The random errors are those errors, which occur irregularly and hence are random. These can arise due to random and unpredictable fluctuations in experimental conditions (Example: unpredictable fluctuations in temperature, voltage supply, mechanical vibrations of experimental set-ups, etc, errors by the observer taking readings, etc. For example, when the same person repeats the same observation, he may likely get different readings every time.

This article explored the various types of errors in the measurements we make. These errors are everywhere in every measurement we make. To find more articles, visit BYJU’S. Join us and fall in love with learning.

### Systematic Errors:

Systematic errors can be better understood if we divide them into subgroups; They are:

• Environmental Errors
• Observational Errors
• Instrumental Errors

Environmental Errors: This type of error arises in the measurement due to the effect of the external conditions on the measurement. The external condition includes temperature, pressure, and humidity and can also include an external magnetic field. If you measure your temperature under the armpits and during the measurement, if the electricity goes out and the room gets hot, it will affect your body temperature, affecting the reading.

Observational ErrorsThese are the errors that arise due to an individual’s bias, lack of proper setting of the apparatus, or an individual’s carelessness in taking observations. The measurement errors also include wrong readings due to Parallax errors.

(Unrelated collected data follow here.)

PR #671, opened 2017-02-22
Fix pre-compiled header in cmake

matthew-mcallister:
The pch generated by cotire was ignored because of sakra/cotire#94 and because cotire must be added after all target properties of the executable have been set.

The second commit isn't part of the fix but may save some trouble someday.

### DIFF
--- a/cmake/cotire.cmake
+++ b/cmake/cotire.cmake
@@ -43,7 +43,7 @@ if (NOT CMAKE_SCRIPT_MODE_FILE)
 endif()
 
 set (COTIRE_CMAKE_MODULE_FILE "${CMAKE_CURRENT_LIST_FILE}")
-set (COTIRE_CMAKE_MODULE_VERSION "1.7.8")
+set (COTIRE_CMAKE_MODULE_VERSION "1.7.9")
 
 # activate select policies
 if (POLICY CMP0025)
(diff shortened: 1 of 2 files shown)


sirjuddington:
This seems to break the macos build (doesn't look like it sets the standard to c++14 correctly there)

matthew-mcallister:
Oh well. I don't have a mac, so I just reverted the second commit.

sirjuddington:
Still broken unfortunately, must be something to do with the first commit. The error(s) I'm getting:

```
/Users/simon/dev/slade-macos-build/SLADE/src/Archive/Archive.cpp:70:19: error: no member named 'make_unique' in
      namespace 'std'
        dir_entry = std::make_unique<ArchiveEntry>();
                    ~~~~~^
/Users/simon/dev/slade-macos-build/SLADE/src/Archive/Archive.cpp:70:31: error: 'ArchiveEntry' does not refer to
      a value
        dir_entry = std::make_unique<ArchiveEntry>();
                                     ^
In file included from /Users/simon/dev/slade-macos-build/SLADE/src/Archive/Archive.cpp:33:
/Users/simon/dev/slade-macos-build/SLADE/src/General/Misc.h:22:7: note: declared here
class ArchiveEntry;
      ^
/Users/simon/dev/slade-macos-build/SLADE/src/Archive/Archive.cpp:70:45: error: expected expression
        dir_entry = std::make_unique<ArchiveEntry>();
                                                   ^
3 errors generated.

```

matthew-mcallister:
Hmm, that's strange. Without a mac, there's only so much I can do. Could you at least give the cmake version you're using?

I'm pretty sure it has to do with the ordering of the cotire commands relative to setting other compilation properties. I tried moving the include to the top of the file, as recommended by the cotire README. If that doesn't do it, this will probably have to wait until someone else fiddles with it or I just borrow someone else's mac.

sirjuddington:
Looks like that has fixed it

matthew-mcallister:
Great, thanks; I expected worse. I re-added the latter commit. Does the PR still work?

sirjuddington:
Nope that has broken it again :P

matthew-mcallister:
Amazing. Well, this has been enough of a merry-go-round, so I've rescinded the latter commit as it is non-essential.

PR #675, opened 2017-03-01
Save config file when applying preferences

matthew-mcallister:
Unfortunately, SLADE will never be free of crashes (it already crashes a bit more frequently than I'm sure everyone would like it to), which cause the user to have to redo any changes to their config since the last boot.

I don't know if you have any specific thoughts on the issue, but this seems like a pretty satisfying solution to me.


sirjuddington:
Don't see why not

PR #677, opened 2017-03-02
cmake: Use find_packages for all libraries and small improvements

matthew-mcallister:
This changes all libraries to be included in cmake using the `find_packages` command, the main benefit of which is ~that configuration, rather than compilation, will fail if needed libraries are missing~ conciseness, it seems. (This PR was supposed to have other changes, but I scrapped them.)

### DIFF
--- a/CMakeLists.txt
+++ b/CMakeLists.txt
@@ -17,6 +17,7 @@ if(COMMAND cmake_policy)
 	cmake_policy( SET CMP0011 NEW )
 endif(COMMAND cmake_policy)
 
+set(CMAKE_MODULE_PATH ${CMAKE_SOURCE_DIR}/cmake)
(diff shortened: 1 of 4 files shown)


sirjuddington:
Well it seems to work on osx for me, after I `brew install`'d some extra packages, though not sure if that is ok - @alexey-lysiuk would you be able to try this? I'm a bit reluctant to accept this right away because of #687

matthew-mcallister:
I just updated the branch to have a more descriptive commit message and to include the upstream glew find module, since it is not included in cmake 3.0.

matthew-mcallister:
This was merged some time ago in 8d4e7f122a8d4f89247508ebf1abbff742a2082a

PR #678, opened 2017-03-02
Correctly restore sector heights after undo

### LINKED ISSUE #654: Cannot undo changing sector heights in 3D mode.
SLADE Version: (3.1.2.alpha)
Operating System: (Linux) Debian 8.7

**Issue Details**:
Undo does not work on sector floor or ceiling height changes. 

Example: Change a few textures on wall, raise floor, press undo a few times, textures on walls change back while floor is same height.

matthew-mcallister:
This fixes #654.


sirjuddington:
Have you tried this with sloped sectors? I'm not sure it would work correctly for them

matthew-mcallister:
You had me worried, but no, this doesn't break slopes. Slopes were never broken since they are re-computed after an undo. Non-sloped floors just weren't getting their planes updated.

PR #717, opened 2017-04-27
UI / Backend Split and Cleanup (part 1)

sirjuddington:
A start on some major refactoring and cleanup of code to split the UI from the back end as much as possible. I've also taken this as an opportunity to clean/modernise/update the code a bit as I go.

Ideally the end goal of this is to have the code in a state where replacing the wxWidgets UI is possible without having to rewrite much of the backend. Not that this is ever likely to happen as it'd still be a massive amount of work :P

There are a lot of changes here and it's pretty likely some things are going to be broken as a result, so I'm going to leave this open for a bit for testing.

Some notes:
  * I've introduced an updated naming convention in some of the later commits, currently for the new classes only - private member variables in classes have a trailing underscore (eg. `variable_`). For now I'm just going to use this for new classes added, though at some point I'd like to go back and change everything to use this convention for consistency.
  * The map editor context stuff should make it easier to allow having multiple maps open at once if I ever decide to implement it
  * Currently the log message types are unused. I'd like to improve the console panel to display the log as a list with icons/colouring for the different message types, but that can come later.

###  Changes
A general overview of the changes is below, for more detail see the individual commits.

* Added a new `UI` namespace for general UI-related functions, eg. invoking the splash window
* Added a new `MainEditor` namespace to group together things related to the main (resource) editor
  * The `MainWindow` is now held in the `MainEditor` namespace (no longer a singleton)
* Split the `MainApp` class into a general `App` namespace and a wxWidgets app class `SLADEWxApp`
  * All the old `theApp->` stuff is now under the `App` namespace
* The `SAction` and `SActionHandler` stuff is now more self-contained
* `SAction` definitions are now loaded from `actions.cfg` in `slade.pk3`, rather than being hard-coded
* The logging system has been reworked to use a custom logging implementation rather than wrapping `wxLogMessage`
  * Log messages can now have a type (Info/Debug/Error etc)
  * SFML log messages should now be written to the log file
  * The console now uses the global log rather than it's own internal one
* Added a new `MapEditor` namespace for grouping together things related to the map editor
  * The old `MapEditor` class is now `MapEditContext`
  * `MapTextureManager` and `MapBackupManager` are now held in the `MapEditor` namespace
* Split up the `MapEditContext` class into several smaller classes (in the `MapEditor/Edit` folder)
* Moved most non-UI-related functionality out of `MapCanvas` to `MapEditContext` and related classes
  * Drawing is now handled by a new `Renderer` class
  * Input is now handled by a new `Input` class


Gaerzi:
To prevent conflicts I've put on hold the work I was doing on pixel editing. I have replaced the temporary brush arrays and macros with an SBrush class and my idea was that they were responsible for creating their own SAction. (To avoid having to init both the brush and the action.)

PR #733, opened 2017-06-11
Minor tweaks to SIFormat.cpp

SteelTitanium:
Just found out what the third number does, that explains why despite the changes, I still could not convert 32x32 and other sizes of images to doom flats.


Gaerzi:
There's the gfx_extraconv CVAR for when you need these unusual sizes.

Issue #676, opened 2017-03-01
3D-Mode Camera always stuck pointing at either ceiling or floor and spinning rapidly.


Seachameleon:
**SLADE Version**: 3.1.1.5
**Operating System**: OSX

**Issue Details**:
I used SLADE previously for WAD compiling and construction, and it worked wonderfully for that purpose. Unable to find any good mapping tools compatible with OSX, I also began to use the map creation tool, which, aside from an at-times odd interface, worked flawlessly. 
Since then I've had my hard drive wiped for irrelevant reasons, and upon re-installing SLADE I quickly found that the camera in 3D mode of the map viewer will constantly spin in place rapidly, pointing either as far up or far down as possible. 

The only other issue to reference this I've found is #253

fadookie:
I am also getting this 100% of the time with latest stable build on macOS El Capitan.

alexey-lysiuk:
The issue is caused by Retina/HiDPI support in wxWidgets.
Unfortunately I have no vision how to fix this in a generic way, i.e. without some hackish workarounds.

perfectionismtech:
As a temporary workaround, open the app in low resolution mode (on Get Info).

fadookie:
@alexey-lysiuk @perfectionismtech Thank you, enabling low resolution mode fixed the issue!
Until there is a proper fix for this I'd suggest disabling retina support altogether by setting `NSHighResolutionCapable` to NO in `Info.plist` ... if I have time I'll make a PR.

alexey-lysiuk:
What's the point of disabling HiDPI support for everyone?
If user needs 3D view there is a workaround: set low resolution mode in bundle's properties.

fadookie:
The point would be so that new users don't have to trawl around github
trying to find said workaround when a whole edit mode is completely
unusable on most MacBook or iMacs made after 2012... if there are users on
mac who don't need this feature at the very least I think this should be
added prominently to the documentation.

sirjuddington:
Closing - should be fixed now

Feel free to reopen the issue if needed

fadookie:
On recent versions of macOS (I'm on Sequoia 15.4.1 with SLADE v3.2.5) the 3D camera is still almost impossible to control and spins wildly. The old workaround of setting low resolution mode doesn't seem to work, the checkbox for this is gone in Finder and I even tried editing the app's `Info.plist` and adding `NSHighResolutionCapable` = `NO` but this doesn't seem to have any effect.

[...]

PR #738, opened 2017-06-17
Attempt to support HiDPI in 3D map view

alexey-lysiuk:
Came up with this not quite elegant solution for #676.
Works fine in low and high resolution modes on macOS.

**I cannot test it on other platforms so any feedback will be appreciated.**


sirjuddington:
Works fine in linux (not high DPI), will test it in windows soonish

Issue #746, opened 2017-06-29
Feature Request: Command to quickly Comment/Uncomment code in the text editor.


crisisinaptica:
**SLADE Version**: 3.1.2 beta2
**Operating System**: Linux

**Issue Details**:

I would like to suggest the inclusion of a quick way to comment and uncomment lines and blocks of code.

I like how this is managed in pycharm: [https://www.jetbrains.com/help/pycharm/commenting-and-uncommenting-blocks-of-code.html](https://www.jetbrains.com/help/pycharm/commenting-and-uncommenting-blocks-of-code.html)

If the caret is on a line of code or a block of code is selected and press " Shift + Slash" the line or block of code is commented/uncommented using line comments ( // code )
In the same way if you press " Control + Shift + Slash " the line or block of code is commented/uncommented using block comments ( /* code */ )

crisisinaptica:
I have put some work on this [Line comments implemented](https://github.com/crisisinaptica/SLADE/commit/2aa3188065437225bbaa8f492564efb4c56a07e2)

For now you can comment/uncomment lines or blocks of code using simple line comments "//"
Tomorrow I will finish the block comments functionality.

I'm no programming wizard by any means and It's my first time tinkering with the SLADE sources, so probably there are a million ways of doing this better and prettier, but it's working nice I think.
Tell me what you think :)

crisisinaptica:
Closed via 21b5cc2

PR #753, opened 2017-07-05
New comment code text editor commands.

crisisinaptica:
I finally ended up working in my own request #746 

There are two new commands for the text editor:

- Line Comment
default bind = `Ctrl + /`
If there's no selection a simple line comment `//` is added to the line the caret is on. If there's a comment in the current line, it's cleared. Then the caret jumps to the next line.
If there's a block of text selected the command will act upon all the lines that have a character selected.

- Block Comment
default bind = `Ctrl + Shift + /'`
It wraps the selected text on block comments `/* text */`
If the selection begins with `/*`, and ends with `*/`, the comment will be cleared.

Let me know if there's something I must improve or change.

### DIFF
--- a/src/General/KeyBind.cpp
+++ b/src/General/KeyBind.cpp
@@ -505,6 +505,8 @@ void KeyBind::initBinds()
 	addBind("ted_jumptoline", keypress_t("G", KPM_CTRL), "Jump to Line", group);
 	addBind("ted_fold_foldall", keypress_t("[", KPM_CTRL|KPM_SHIFT), "Fold All", group);
 	addBind("ted_fold_unfoldall", keypress_t("]", KPM_CTRL|KPM_SHIFT), "Fold All", group);
+	addBind("ted_line_comment", keypress_t("/", KPM_CTRL), "Line Comment", group);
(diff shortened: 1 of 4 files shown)


sirjuddington:
Code looks fine, will test it a bit later. One thing that is probably needed is to get the comment strings (`//` etc) from the text editor's current language, and just default to the c style ones if they aren't defined in the language.

crisisinaptica:
For completeness' sake, should I assume lua-style comments are not supported in the editor at the moment?

srb2lua.txt has two different comment styles defined, but the TextLanguage getter methods for the comment strings only return the first type defined (c-style).
In addition, lua-style comments are not styled in the editor.

```
srb2lua {
	name = "SRB2 Lua Script";
	comment_begin = "/*", "--[[";
	comment_end = "*/", "]]";
	comment_line = "//", "--";
(...)
```

I suppose I could add a special case to recognize the lua-style comments, but since the lack of support goes beyond these commands, I don't know if that's the ideal solution.

Is there something I am overlooking?

sirjuddington:
Yeah only one set of line/block comment strings is currently supported per language, the extra ones are just there in the config since they technically *should* be supported, it just hasn't been implemented yet

Issue #767, opened 2017-08-05
I have my own build where I've fixed some bugs


usernameak:
Can i give it to you and you'll try to merge that? But there's a problem. It uses wxGTK3 that is supported only on Arch Linux. And for some reasons links in the WebView don't work.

Instrumental Errors: These errors arise due to faulty construction and calibration of the measuring instruments. Such errors arise due to the hysteresis of the equipment or due to friction. Lots of the time, the equipment being used is faulty due to misuse or neglect, which changes the reading of the equipment. The zero error is a very common type of error. This error is common in devices like Vernier callipers and screw gauges. The zero error can be either positive or negative. Sometimes the scale readings are worn off, which can also lead to a bad reading.

Instrumental error takes place due to:

• An inherent constraint of devices
• Misuse of Apparatus

## Errors Calculation

Different measures of errors include:

### Absolute Error

The difference between the measured value of a quantity and its actual value gives the absolute error. It is the variation between the actual values and measured values. It is given by

Absolute error = |VA-VE|

### Percent Error

It is another way of expressing the error in measurement. This calculation allows us to gauge how accurate a measured value is with respect to the true value. Per cent error is given by the formula

Percentage error (%) = (VA-VE) / VE) x 100

### Relative Error

The ratio of the absolute error to the accepted measurement gives the relative error. The relative error is given by the formula:

Relative Error = Absolute error / Actual value

## How to Reduce Errors in Measurement

Keeping an eye on the procedure and following the below listed points can help to reduce the error.

• Make sure the formulas used for measurement are correct.
• Cross check the measured value of a quantity for improved accuracy.
• Use the instrument that has the highest precision.
• It is suggested to pilot test measuring instruments for better accuracy.
• Use multiple measures for the same construct.
• Note the measurements under controlled conditions.